Haiman has constructed in the paper the unusual tautological bundle $P$, called Procesi bundle, of rank $n!$ over the Hilbert schemes of points on the affine plane in the following way.
Let $H _ { n } = \mathrm { Hilb } ^ { n } \left( \mathbb { C } ^ { 2 } \right)$ be the Hilbert scheme of $n$-points of the affine plane $\mathbb { C } ^ { 2 }$, and let $S ^ { n } \mathbb { C } ^ { 2 }$ be the $n$-th symmetric product of $\mathbb { C } ^ { 2 }$. We define $X_n$ as a fiber product via $$ \begin{array} {ccc} X _ { n } &\stackrel { f } \longrightarrow & \mathbb { C } ^ { 2 n } \\ \rho \downarrow & & \downarrow \\ H _ { n }& \stackrel { \sigma } { \longrightarrow } & S ^ { n } \mathbb { C } ^ { 2 } \end{array} $$ where $\sigma$ is the Hibert-Chow map.

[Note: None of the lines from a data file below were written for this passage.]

PR #3275, opened 2022-12-21
Teagan inward curve at waist

anna-puk:
New option for Teagan: curve inward at the waist, creating an hourglass shape.

Also includes a fix for the 'paperless' option (suggested by @BenJamesBen).


designs/teagan/src/back.mjs
```diff
@@ -36,6 +47,7 @@ function teaganBack({
   paths.seam = new Path()
     .move(points.cfHem)
     .join(paths.hemBase)
+    .join(paths.sideSeam)
```
BenJamesBen, line 50: Seam allowance is not being calculated properly for the new side seam. With Curve To Waist disabled, the seam allowance is too close to the fabric edge, and the seam allowance doesn't change when the option is enabled, so it can be too wide.
Screenshot 2022-12-22 at 5 58 40 AM
Screenshot 2022-12-22 at 5 58 59 AM

designs/teagan/src/front.mjs
```diff
@@ -181,6 +231,8 @@ export const front = {
     backNeckCutout: { pct: 8, min: 4, max: 12, menu: 'fit' },
     // Teagan specific
     draftForHighBust: { bool: false, menu: 'fit' },
+    curveToWaist: { bool: false, menu: 'fit' },
+    waistEase: { pct: 25, min: 8, max: 40, menu: 'fit' },
```
BenJamesBen, line 235: You might want to consider renaming the `waistEase` option name to something like `curvedWaistEase` to make it more obvious that it affects only curved waists. The documentation and translation will help with this, but if the translation string goes untranslated then changing the name would help avoid confusion.

(Or, you could change the code to always use `waistEase` in the width calculations.)

BenJamesBen (commented):
I tested the code changes in the localhost lab, and the new feature seems to work with the variety of different measurements I tested. Other than the seam allowance issues, the code changes themselves would be okay to put back for further testing.

The `waistEast` documentation and i18n translations are missing for the new options.

BenJamesBen:
The `paperless` code changes are fine to keep in this PR. 

But, FYI, per https://github.com/freesewing/freesewing/pull/3285 Joost intend to revert the removal of the `Part.getId()` method that caused the error. (The newly-added shorthand `getId` will still remain, so that part of your PR will still be fine as is.)

designs/teagan/src/back.mjs
anna-puk: Thanks for pointing this out, I've fixed it.

designs/teagan/src/front.mjs
anna-puk: That's a good idea! Done.

anna-puk:
I had renamed the branch, but apparently committed the changes to the old name... I've merged them in now.

BenJamesBen:
I re-tested the changes in the lab, and I again believe that this PR is okay to merge for further/wider testing.

An issue I found is that the side seam curve can dip below the waistline when negative lengthBonus settings are used:
Screenshot 2023-01-30 at 9 39 36 AM

BenJamesBen (approved):

BenJamesBen (approved):
I re-tested the updated PR in the lab. With the same comments as before, I again believe that this PR is okay to merge for further/wider testing.

joostdecock (approved):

The Procesi bundle over the Hilbert scheme $H_n$ is defined by the pushforward $P = \rho _ { * } \mathcal { O } _ { X _ { n } }$ of the structure sheaf of $X_n$.
Question: is the Procesi bundle equipped with a hyperholomorphic connection over the hyper-K\"ahler manifold $H_n$?